Your objective - The answer should consist of each line from the data below that includes "static".

[Records from a dataset]

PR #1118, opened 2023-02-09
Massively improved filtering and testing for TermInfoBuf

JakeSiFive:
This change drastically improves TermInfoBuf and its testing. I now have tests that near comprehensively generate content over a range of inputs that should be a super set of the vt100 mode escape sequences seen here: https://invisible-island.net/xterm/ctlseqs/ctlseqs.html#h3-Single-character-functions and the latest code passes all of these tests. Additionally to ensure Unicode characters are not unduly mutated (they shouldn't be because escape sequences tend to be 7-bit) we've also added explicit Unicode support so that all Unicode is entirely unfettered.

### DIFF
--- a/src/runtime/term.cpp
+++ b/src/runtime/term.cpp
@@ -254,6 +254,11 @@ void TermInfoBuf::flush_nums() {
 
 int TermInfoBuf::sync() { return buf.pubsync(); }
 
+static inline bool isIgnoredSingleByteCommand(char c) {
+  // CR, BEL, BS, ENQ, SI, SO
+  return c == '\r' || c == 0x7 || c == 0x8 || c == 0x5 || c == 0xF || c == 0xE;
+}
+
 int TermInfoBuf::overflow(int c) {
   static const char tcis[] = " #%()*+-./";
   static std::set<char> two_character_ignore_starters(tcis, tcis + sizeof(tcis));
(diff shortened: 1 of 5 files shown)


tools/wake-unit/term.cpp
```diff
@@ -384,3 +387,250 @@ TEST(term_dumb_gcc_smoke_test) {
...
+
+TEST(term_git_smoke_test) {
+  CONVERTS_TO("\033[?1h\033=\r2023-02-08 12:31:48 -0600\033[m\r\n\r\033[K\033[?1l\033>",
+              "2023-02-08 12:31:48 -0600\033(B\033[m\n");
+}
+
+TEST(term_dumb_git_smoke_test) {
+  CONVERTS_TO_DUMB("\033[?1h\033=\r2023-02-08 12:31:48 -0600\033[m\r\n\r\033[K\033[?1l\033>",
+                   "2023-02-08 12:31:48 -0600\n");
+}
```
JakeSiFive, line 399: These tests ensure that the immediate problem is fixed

Reply to the exercise -
+static inline bool isIgnoredSingleByteCommand(char c) {
   static const char tcis[] = " #%()*+-./";
   static std::set<char> two_character_ignore_starters(tcis, tcis + sizeof(tcis));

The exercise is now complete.